Se han escrito mil tweets sobre lo que pasó anoche, tweets de enfado, de pena, de rabia y de desconocimiento… tweets halagadores, otros graciosos o sin ninguna gracia. Permitidme que, después de mis cuatro chistes de rigor en Twitter y dejando de lado mis pequeñas preferencias personales que de ninguna manera fueron satisfechas anoche, os deje este pequeño comentario para finalizar.

Eurovisión es un negocio. Como Westworld; es un parque temático de música, que busca hacer bailar a unos... hacer negocios con otros... y encontrar algo más, algo único que lo cambie todo. Es un escaparate comercial, el sitio en el que forjar alianzas, conocer gente y tender puentes. El lugar perfecto en el que contactar con inversores, con medios extranjeros y compañías musicales que de ninguna otra manera hubieras llegado a saludar jamás. Y tenemos que tomarnos el juego mucho más en serio.

Nuestro representante en Eurovisión será un embajador de las artes españolas en Europa. Va a hacer trescientas entrevistas, dará conciertos, viajará y contará a todos quienes somos, cómo somos, y qué queremos ser para ellos. Será la persona con la que compararán el concepto que tienen de nuestra cultura, nuestras costumbres, nuestra profesionalidad y nuestra calidad humana y artística. Será nuestro primo, y cuando viajemos a Alemania a pedir trabajo, o cuando vayamos a conocer a la familia de nuestro novio ucraniano, será la anécdota cultura que tendrán esos queridos desconocidos para contextualizarnos.
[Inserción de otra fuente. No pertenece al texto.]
PR #2883, opened 2024-07-03
fix(migrate): fix login process resource load faild

### LINKED ISSUE #2880: [Bug]: Login failed
### ODC version

odc431

### OB version

*

### What happened?

image

Login successful

Login to shilin/aaAA11__

_No response_

yiminpeng:
#### What type of PR is this?
fix

fix login process resource load faild, caused by delete useless yaml

Fixes #2880

```docs

```

### DIFF
--- a/server/odc-service/src/main/java/com/oceanbase/odc/service/collaboration/IndividualOrganizationMigrator.java
+++ b/server/odc-service/src/main/java/com/oceanbase/odc/service/collaboration/IndividualOrganizationMigrator.java
@@ -99,8 +99,6 @@ public class IndividualOrganizationMigrator {
         List<String> resourceLocations = new LinkedList<>();
         resourceLocations.add("migrate/common/V_3_2_0_6__iam_permission.yaml");
         resourceLocations.add("migrate/common/V_3_3_0_4__iam_permission.yaml");
-        resourceLocations.add("migrate/common/V_3_4_0_13__data_masking_rule.yaml");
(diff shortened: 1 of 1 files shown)


server/odc-service/src/main/java/com/oceanbase/odc/service/collaboration/IndividualOrganizationMigrator.java
```diff
@@ -99,7 +99,6 @@ private ResourceConfig getResourceConfig(DataSource dataSource, Long userId, Lon
         List<String> resourceLocations = new LinkedList<>();
         resourceLocations.add("migrate/common/V_3_2_0_6__iam_permission.yaml");
         resourceLocations.add("migrate/common/V_3_3_0_4__iam_permission.yaml");
-        resourceLocations.add("migrate/common/V_3_4_0_2__iam_permission.yaml");
```
MarkPotato777, line 102: You may need to remove all Yaml files which were removed in your last PR, rather than only this `V_3_4_0_2__iam_permission.yaml`

yiminpeng: The other two file are missing, re-pushing now. A total of three related documents.

yiminpeng: The other two file are missing, re-pushing now. A total of three related documents.

MarkPotato777 (approved):
LGTM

Nosotros, los españoles, no invertimos nada en la marca “España”, básicamente porque somos los primeros que no creemos en ella. Y seas o no fan de la marca, o del concepto de "país" y "nacionalidad" -a mí personalmente no me seduce ninguna de las tres, la verdad-, vivimos en una realidad comercial en la que tiene un uso específico, y muchas cosas dependen de ella, como la generación de proyectos internacionales, mejorar el comercio artístico, abrir fronteras para nuestra música… Pero no. Preferimos patear cada pequeña oportunidad de crear un sello de calidad impermeable y duradero que nos ayude a establecer relaciones profesionales y culturales provechosas, y encima nos partimos de la risa.

El público enloquece, se enamora, lo goza fuerte y vota con el corazón. Visita Eurowestworld y se deja llevar por el momento. Vibra. Y mientras ellos votan por su favorito, los demás se lo piensan dos veces. 
La industria, Delos, busca el beneficio, la gratificación económica, el negocio rápido y fácil. Se manchan las manos, y no hay lugar para cursilerías. Y los profesionales, los músicos, buscan la anomalía en la narrativa, el puñetero laberinto que les ayude a entender. Se fijan en la persona, en la propuesta, en la carrera. Se hacen preguntas incómodas y muy poco glamourosas en las que los demás no quieren pensar, porque esa persona no sólo representa a su país y su cultura, no sólo les representa como individuos, sino que también representa a su gremio, a ellos como músicos. Representa su trabajo, y con la comida no se juega.

Y todos ellos piensan: “si yo fuera un súper directivo sueco de una discográfica o promotora genial y conociese a esta persona… ¿querría hacer negocios con ella? ¿Tiene solidez? ¿Me gastaría dinero? ¿Le ayudaría?”.

Piensan así, porque así van a pensar "ellos", las personas que abren puertas y cambian códigos. Y la respuesta, lamentablemente, suele ser "pseee... no". Mientras, nuestros grupos, nuestros artistas, atrapados en una narrativa que no es la suya, intentando liberarse de las limitaciones impuestas por la industria, el consumidor masivo y las catárticas circunstancias, siguen peleando a oscuras y en soledad, por liberarse y salir fuera porque, seamos sinceros que esto es Internet, el hecho de haber nacido en España es a día de hoy una lacra para sus carreras si pretenden exportar su trabajo.

Por supuesto Eurovisión no es ninguna solución mágica a nada, y como Westworld, tiene sus propias reglas, sus defectos de sistema, sus villanos y sus narrativas fijadas... pero lo cierto es que Eurovisión podría abrir muchas puertas para los músicos españoles… si tan sólo pudiésemos encontrar el puñetero laberinto, Dolores.